(Items listed in a dataset)
PR #78, opened 2018-07-16
Event data edit

akifkhan01:
Pull request for Event Data Update Feature.
Refer doc here: https://docs.google.com/document/d/1qpIQ6rskiHK843dOCDVPC-FHXJnayX95QeTU95PBU90/edit

### DIFF
--- a/client/src/main/java/com/flipkart/flux/client/runtime/FluxRuntimeConnectorHttpImpl.java
+++ b/client/src/main/java/com/flipkart/flux/client/runtime/FluxRuntimeConnectorHttpImpl.java
@@ -51,7 +51,6 @@ public class FluxRuntimeConnectorHttpImpl implements FluxRuntimeConnector {
     public static final int MAX_TOTAL = 200;
     public static final int MAX_PER_ROUTE = 20;
     public static final String EXTERNAL = "external";
-    public static final String EXTERNAL_UPDATE = "externalUpdate";
     private final CloseableHttpClient closeableHttpClient;
     private final String fluxEndpoint;
     private final ObjectMapper objectMapper;
@@ -154,7 +153,7 @@ public class FluxRuntimeConnectorHttpImpl implements FluxRuntimeConnector {
     public void submitEventUpdate(String name, Object data, String correlationId,String eventSource) {
         final String eventType = data.getClass().getName();
         if (eventSource == null) {
-            eventSource = EXTERNAL_UPDATE;
+            eventSource = EXTERNAL;
         }
         CloseableHttpResponse httpResponse = null;
         try {
--- a/client/src/main/java/com/flipkart/flux/client/runtime/FluxRuntimeConnectorHttpImpl.java
+++ b/client/src/main/java/com/flipkart/flux/client/runtime/FluxRuntimeConnectorHttpImpl.java
@@ -51,6 +51,7 @@ public class FluxRuntimeConnectorHttpImpl implements FluxRuntimeConnector {
     public static final int MAX_TOTAL = 200;
     public static final int MAX_PER_ROUTE = 20;
     public static final String EXTERNAL = "external";
+    public static final String EXTERNAL_UPDATE = "externalUpdate";
     private final CloseableHttpClient closeableHttpClient;
     private final String fluxEndpoint;
     private final ObjectMapper objectMapper;
@@ -142,6 +143,24 @@ public class FluxRuntimeConnectorHttpImpl implements FluxRuntimeConnector {
                 final EventData eventData = new EventData(name, eventType, (String) data, eventSource);
                 httpResponse = postOverHttp(eventData, "/" + correlationId + "/context/events?searchField=correlationId");
             }
+        } catch (JsonProcessingException e) {
+            throw new RuntimeException(e);
+        } finally {
+            HttpClientUtils.closeQuietly(httpResponse);
+        }
+    }
+
+    @Override
+    public void submitEventUpdate(String name, Object data, String correlationId,String eventSource) {
+        final String eventType = data.getClass().getName();
+        if (eventSource == null) {
+            eventSource = EXTERNAL_UPDATE;
+        }
+        CloseableHttpResponse httpResponse = null;
+        try {
+            final EventData eventData = new EventData(name, eventType, objectMapper.writeValueAsString(data), eventSource);
+            httpResponse = postOverHttp(eventData, "/" + correlationId + "/context/eventupdate");
+
         } catch (JsonProcessingException e) {
             throw new RuntimeException(e);
         } finally {
--- a/runtime/src/main/java/com/flipkart/flux/controller/WorkFlowExecutionController.java
+++ b/runtime/src/main/java/com/flipkart/flux/controller/WorkFlowExecutionController.java
@@ -543,7 +543,8 @@ public class WorkFlowExecutionController {
      */
     public void cancelWorkflow(StateMachine stateMachine) {
         stateMachinesDAO.updateStatus(stateMachine.getId(), StateMachineStatus.cancelled);
-        stateMachine.getStates().stream().filter(state -> state.getStatus() == Status.initialized).forEach(state -> {
+        stateMachine.getStates().stream().filter(state -> state.getStatus() == Status.initialized ||
+            state.getStatus() == Status.errored || state.getStatus() == Status.sidelined).forEach(state -> {
             this.statesDAO.updateStatus(stateMachine.getId(), state.getId(), Status.cancelled);
             this.auditDAO.create(stateMachine.getId(), new AuditRecord(stateMachine.getId(), state.getId(), state.getAttemptedNoOfRetries(), Status.cancelled, null, null));
         });
--- a/runtime/src/main/java/com/flipkart/flux/controller/WorkFlowExecutionController.java
+++ b/runtime/src/main/java/com/flipkart/flux/controller/WorkFlowExecutionController.java
@@ -42,6 +42,7 @@ import org.slf4j.LoggerFactory;
 import javax.inject.Inject;
 import javax.inject.Singleton;
 import javax.transaction.Transactional;
+import javax.ws.rs.core.Response;
 import java.io.IOException;
 import java.util.*;
 
@@ -377,7 +378,7 @@ public class WorkFlowExecutionController {
      * @param stateMachineId
      * @param stateId
      */
-    public void unsidelineState(String stateMachineId, Long stateId) {
+    public Response unsidelineState(String stateMachineId, Long stateId) {
         State askedState = null;
         StateMachine stateMachine = retrieveStateMachine(stateMachineId);
         if (stateMachine == null)
@@ -396,18 +397,16 @@ public class WorkFlowExecutionController {
         Set<State> checkExecutableState = new HashSet<>();
         checkExecutableState.add(askedState);
         if(getExecutableStates(checkExecutableState, stateMachineId).isEmpty()) {
-            logger.error("Cannot unsideline state: {}, at least one dependent event is in pending status.", askedState);
+            logger.error("Cannot unsideline state: {}, at least one of the dependent events is in pending status.", askedState);
+            return Response.status(Response.Status.FORBIDDEN).build();
         }
         else if (askedState.getStatus() == Status.sidelined || askedState.getStatus() == Status.errored) {
             askedState.setStatus(Status.unsidelined);
             askedState.setAttemptedNoOfRetries(0L);
-
             this.statesDAO.updateState(stateMachineId, askedState);
-
             this.executeStates(stateMachine, Sets.newHashSet(Arrays.asList(askedState)));
         }
-
-
+        return Response.status(Response.Status.ACCEPTED).build();
     }
 
     /**
--- a/runtime/src/main/java/com/flipkart/flux/controller/WorkFlowExecutionController.java
+++ b/runtime/src/main/java/com/flipkart/flux/controller/WorkFlowExecutionController.java
@@ -42,6 +42,7 @@ import org.slf4j.LoggerFactory;
 import javax.inject.Inject;
 import javax.inject.Singleton;
 import javax.transaction.Transactional;
+import javax.ws.rs.ForbiddenException;
 import javax.ws.rs.core.Response;
 import java.io.IOException;
 import java.util.*;
@@ -378,7 +379,7 @@ public class WorkFlowExecutionController {
      * @param stateMachineId
      * @param stateId
      */
-    public Response unsidelineState(String stateMachineId, Long stateId) {
+    public void unsidelineState(String stateMachineId, Long stateId) throws ForbiddenException{
         State askedState = null;
         StateMachine stateMachine = retrieveStateMachine(stateMachineId);
         if (stateMachine == null)
@@ -399,8 +400,7 @@ public class WorkFlowExecutionController {
         if(getExecutableStates(checkExecutableState, stateMachineId).isEmpty()) {
             logger.error("Cannot unsideline state: {}, at least one of the dependent events is in pending status.",
                     askedState.getName());
-            return Response.status(Response.Status.FORBIDDEN.getStatusCode()).entity(
-                    "Cannot unsideline state, at least one of the dependent events is in pending status.").build();
+            throw new ForbiddenException();
         }
         else if (askedState.getStatus() == Status.initialized || askedState.getStatus() == Status.sidelined
                 || askedState.getStatus() == Status.errored) {
@@ -409,7 +409,6 @@ public class WorkFlowExecutionController {
             this.statesDAO.updateState(stateMachineId, askedState);
             this.executeStates(stateMachine, Sets.newHashSet(Arrays.asList(askedState)));
         }
-        return Response.status(Response.Status.ACCEPTED).build();
     }
 
     /**
--- a/runtime/src/main/java/com/flipkart/flux/controller/WorkFlowExecutionController.java
+++ b/runtime/src/main/java/com/flipkart/flux/controller/WorkFlowExecutionController.java
@@ -393,7 +393,12 @@ public class WorkFlowExecutionController {
             throw new IllegalStateException("State with the asked id: " + stateId + " not found in stateMachine with id: " + stateMachineId);
         }
 
-        if (askedState.getStatus() == Status.sidelined || askedState.getStatus() == Status.errored) {
+        Set<State> checkExecutableState = new HashSet<>();
+        checkExecutableState.add(askedState);
+        if(getExecutableStates(checkExecutableState, stateMachineId).isEmpty()) {
+            logger.error("Cannot unsideline state: {}, at least one dependent event is in pending status.", askedState);
+        }
+        else if (askedState.getStatus() == Status.sidelined || askedState.getStatus() == Status.errored) {
             askedState.setStatus(Status.unsidelined);
             askedState.setAttemptedNoOfRetries(0L);
 
--- a/runtime/src/main/java/com/flipkart/flux/controller/WorkFlowExecutionController.java
+++ b/runtime/src/main/java/com/flipkart/flux/controller/WorkFlowExecutionController.java
@@ -397,8 +397,10 @@ public class WorkFlowExecutionController {
         Set<State> checkExecutableState = new HashSet<>();
         checkExecutableState.add(askedState);
         if(getExecutableStates(checkExecutableState, stateMachineId).isEmpty()) {
-            logger.error("Cannot unsideline state: {}, at least one of the dependent events is in pending status.", askedState);
-            return Response.status(Response.Status.FORBIDDEN).build();
+            logger.error("Cannot unsideline state: {}, at least one of the dependent events is in pending status.",
+                    askedState.getName());
+            return Response.status(Response.Status.FORBIDDEN.getStatusCode()).entity(
+                    "Cannot unsideline state, at least one of the dependent events is in pending status.").build();
         }
         else if (askedState.getStatus() == Status.initialized || askedState.getStatus() == Status.sidelined
                 || askedState.getStatus() == Status.errored) {
--- a/runtime/src/main/java/com/flipkart/flux/controller/WorkFlowExecutionController.java
+++ b/runtime/src/main/java/com/flipkart/flux/controller/WorkFlowExecutionController.java
@@ -400,7 +400,8 @@ public class WorkFlowExecutionController {
             logger.error("Cannot unsideline state: {}, at least one of the dependent events is in pending status.", askedState);
             return Response.status(Response.Status.FORBIDDEN).build();
         }
-        else if (askedState.getStatus() == Status.sidelined || askedState.getStatus() == Status.errored) {
+        else if (askedState.getStatus() == Status.initialized || askedState.getStatus() == Status.sidelined
+                || askedState.getStatus() == Status.errored) {
             askedState.setStatus(Status.unsidelined);
             askedState.setAttemptedNoOfRetries(0L);
             this.statesDAO.updateState(stateMachineId, askedState);
--- a/runtime/src/main/java/com/flipkart/flux/controller/WorkFlowExecutionController.java
+++ b/runtime/src/main/java/com/flipkart/flux/controller/WorkFlowExecutionController.java
@@ -379,7 +379,7 @@ public class WorkFlowExecutionController {
      * @param stateMachineId
      * @param stateId
      */
-    public void unsidelineState(String stateMachineId, Long stateId) throws ForbiddenException{
+    public void unsidelineState(String stateMachineId, Long stateId) throws ForbiddenException {
         State askedState = null;
         StateMachine stateMachine = retrieveStateMachine(stateMachineId);
         if (stateMachine == null)
--- a/runtime/src/main/java/com/flipkart/flux/dao/StatesDAOImpl.java
+++ b/runtime/src/main/java/com/flipkart/flux/dao/StatesDAOImpl.java
@@ -131,6 +131,16 @@ public class StatesDAOImpl extends AbstractDAO<State> implements StatesDAO {
         return query.list();
     }
 
-
-
+    @Override
+    @Transactional
+    @SelectDataSource(type = DataSourceType.READ_ONLY, storage = Storage.SHARDED)
+    public List findStatesByDependentEvent(ShardId shardId, String stateMachineId, String eventName) {
+        Query query;
+        String queryString = "select id, stateMachineId, status from State where stateMachineId = :stateMachineId" +
+                " and dependencies like :eventName";
+        query = currentSession().createQuery(queryString);
+        query.setString("stateMachineId", stateMachineId);
+        query.setString("eventName", "%"+eventName+"%");
+        return query.list();
+    }
 }
--- a/runtime/src/main/java/com/flipkart/flux/dao/StatesDAOImpl.java
+++ b/runtime/src/main/java/com/flipkart/flux/dao/StatesDAOImpl.java
@@ -133,8 +133,8 @@ public class StatesDAOImpl extends AbstractDAO<State> implements StatesDAO {
 
     @Override
     @Transactional
-    @SelectDataSource(type = DataSourceType.READ_ONLY, storage = Storage.SHARDED)
-    public List findStatesByDependentEvent(ShardId shardId, String stateMachineId, String eventName) {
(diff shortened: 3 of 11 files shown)


runtime/src/main/java/com/flipkart/flux/resource/StateMachineResource.java
```diff
@@ -299,6 +299,67 @@ public Response submitEvent(@PathParam("machineId") String machineId,
...
+                                EventData eventData
+    ) throws Exception {
+        try {
+            LoggingUtils.registerStateMachineIdForLogging(machineId);
+            if (eventData.getData() == null || eventData.getName() == null || eventData.getEventSource() == null) {
+                return Response.status(Response.Status.BAD_REQUEST.getStatusCode()).entity(
+                        "Event Data|Name|Source cannot be null.").build();
+            }
+            if (!(eventsDAO.findBySMIdAndName(machineId, eventData.getName()).getStatus() == Event.EventStatus.triggered)) {
+                return Response.status(Response.Status.BAD_REQUEST.getStatusCode()).entity(
```
ykameshrao: IS this BAD_REQUEST or FORBIDDEN/NOT_ACCEPTABLE?

runtime/src/main/java/com/flipkart/flux/resource/StateMachineResource.java
```diff
@@ -299,6 +299,67 @@ public Response submitEvent(@PathParam("machineId") String machineId,
...
+                        "Input event is not in triggered state.").build();
+            }
+            boolean canUpdateEventData = false;
+            /* List holds objects retrieved from States matching input machineId and eventName as [taskId, machineId, status] */
+            List<Object[]> states = parallelScatterGatherQueryHelper.findStatesByDependentEvent(machineId, eventData.getName());
+
+            for (Object[] state : states) {
+                if (state[2] == Status.running) {
+                    return Response.status(Response.Status.BAD_REQUEST.getStatusCode()).entity(
```
ykameshrao: Ditto as above

runtime/src/main/java/com/flipkart/flux/resource/StateMachineResource.java
```diff
@@ -299,6 +299,67 @@ public Response submitEvent(@PathParam("machineId") String machineId,
...
+            if (!(eventsDAO.findBySMIdAndName(machineId, eventData.getName()).getStatus() == Event.EventStatus.triggered)) {
+                return Response.status(Response.Status.BAD_REQUEST.getStatusCode()).entity(
+                        "Input event is not in triggered state.").build();
+            }
+            boolean canUpdateEventData = false;
+            /* List holds objects retrieved from States matching input machineId and eventName as [taskId, machineId, status] */
+            List<Object[]> states = parallelScatterGatherQueryHelper.findStatesByDependentEvent(machineId, eventData.getName());
+
+            for (Object[] state : states) {
+                if (state[2] == Status.running) {
```
ykameshrao: use a switch case

`switch (state) {` 
`    case Status.running: `
`        return NOT_ALLOWED;`
`    default:`
`        canUpdateEventData = true;`
`       break;`
`}`

runtime/src/main/java/com/flipkart/flux/resource/StateMachineResource.java
```diff
@@ -299,6 +299,67 @@ public Response submitEvent(@PathParam("machineId") String machineId,
...
+                return Response.status(Response.Status.BAD_REQUEST.getStatusCode()).entity(
+                        "Event Data|Name|Source cannot be null.").build();
+            }
+            if (!(eventsDAO.findBySMIdAndName(machineId, eventData.getName()).getStatus() == Event.EventStatus.triggered)) {
+                return Response.status(Response.Status.BAD_REQUEST.getStatusCode()).entity(
+                        "Input event is not in triggered state.").build();
+            }
+            boolean canUpdateEventData = false;
+            /* List holds objects retrieved from States matching input machineId and eventName as [taskId, machineId, status] */
+            List<Object[]> states = parallelScatterGatherQueryHelper.findStatesByDependentEvent(machineId, eventData.getName());
```
ykameshrao: Why are Generic not used? Why objects?

client/src/main/java/com/flipkart/flux/client/runtime/FluxRuntimeConnectorHttpImpl.java
```diff
@@ -149,6 +150,24 @@ public void submitScheduledEvent(String name, Object data, String correlationId,
         }
     }
 
+    @Override
+    public void submitEventUpdate(String name, Object data, String correlationId,String eventSource) {
```
ykameshrao: Can data be a generic class?

`public void <T> submitEventUpdate(String name, T data, String corelattionID, String eventSource) {`

runtime/src/main/java/com/flipkart/flux/resource/StateMachineResource.java
```diff
@@ -299,6 +299,67 @@ public Response submitEvent(@PathParam("machineId") String machineId,
...
+                    if (state[2] == Status.errored || state[2] == Status.sidelined) {
+                        this.unsidelineState((String) state[1], (Long) state[0]);
+                    }
+                }
+                return Response.status(Response.Status.ACCEPTED.getStatusCode()).build();
+            }
+        } finally {
+            LoggingUtils.deRegisterStateMachineIdForLogging();
+        }
+        return Response.status(Response.Status.BAD_REQUEST.getStatusCode()).entity("No eligible state dependent on" +
```
ykameshrao: Again, is BAD_REQUEST the right response code?

runtime/src/test/java/com/flipkart/flux/resource/StateMachineResourceTest.java
```diff
@@ -284,6 +284,105 @@ public void testPostScheduledEvent_withTriggerTimeInMilliSeconds() throws Except
...
+            assertThat(state4.getStatus()).isEqualTo(Status.completed);
+            Event event0 = eventsDAO.findBySMIdAndName(smId, "event0");
+            assertThat(event0.getEventData()).isEqualTo("50");
+        } finally {
+            TestWorkflow.shouldFail = false;
+        }
+    }
+
+    @Test
+    public void testEventUpdate_taskRunning() throws Exception {
```
ykameshrao: add tests for other ineligible states too.

client/src/main/java/com/flipkart/flux/client/runtime/FluxRuntimeConnectorHttpImpl.java
```diff
@@ -51,6 +51,7 @@
     public static final int MAX_TOTAL = 200;
     public static final int MAX_PER_ROUTE = 20;
     public static final String EXTERNAL = "external";
+    public static final String EXTERNAL_UPDATE = "externalUpdate";
```
amitkumar94: Why do we need this attribute if we have a specific api for the update purpose..

client/src/main/java/com/flipkart/flux/client/runtime/FluxRuntimeConnectorHttpImpl.java
amitkumar94: We could go generics, but currently everywhere Object notation is used, this refactoring can be added to Tech Debt and picked up in future.

runtime/src/main/java/com/flipkart/flux/controller/WorkFlowExecutionController.java
```diff
@@ -393,7 +393,12 @@ public void unsidelineState(String stateMachineId, Long stateId) {
             throw new IllegalStateException("State with the asked id: " + stateId + " not found in stateMachine with id: " + stateMachineId);
         }
 
-        if (askedState.getStatus() == Status.sidelined || askedState.getStatus() == Status.errored) {
+        Set<State> checkExecutableState = new HashSet<>();
```
amitkumar94: Make the parent method non void, send response accordingly if the state is not eligible for un-sidelining.

runtime/src/main/java/com/flipkart/flux/controller/WorkFlowExecutionController.java
```diff
@@ -393,7 +393,12 @@ public void unsidelineState(String stateMachineId, Long stateId) {
...
+        checkExecutableState.add(askedState);
+        if(getExecutableStates(checkExecutableState, stateMachineId).isEmpty()) {
+            logger.error("Cannot unsideline state: {}, at least one dependent event is in pending status.", askedState);
```
amitkumar94: ..

runtime/src/main/java/com/flipkart/flux/resource/StateMachineResource.java
```diff
@@ -299,6 +299,67 @@ public Response submitEvent(@PathParam("machineId") String machineId,
...
+    public Response updateEvent(@PathParam("machineId") String machineId,
+                                EventData eventData
+    ) throws Exception {
+        try {
+            LoggingUtils.registerStateMachineIdForLogging(machineId);
+            if (eventData.getData() == null || eventData.getName() == null || eventData.getEventSource() == null) {
+                return Response.status(Response.Status.BAD_REQUEST.getStatusCode()).entity(
+                        "Event Data|Name|Source cannot be null.").build();
+            }
+            if (!(eventsDAO.findBySMIdAndName(machineId, eventData.getName()).getStatus() == Event.EventStatus.triggered)) {
```
amitkumar94: (eventsDAO.findBySMIdAndName(machineId, eventData.getName()).getStatus() != Event.EventStatus.triggered) easier readability ..

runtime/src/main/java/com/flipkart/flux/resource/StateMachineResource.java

- TASK BRIEF: Within the records above, each line containing "getStates" is to be returned.

- ANSWER SECTION:
-        stateMachine.getStates().stream().filter(state -> state.getStatus() == Status.initialized).forEach(state -> {
+        stateMachine.getStates().stream().filter(state -> state.getStatus() == Status.initialized ||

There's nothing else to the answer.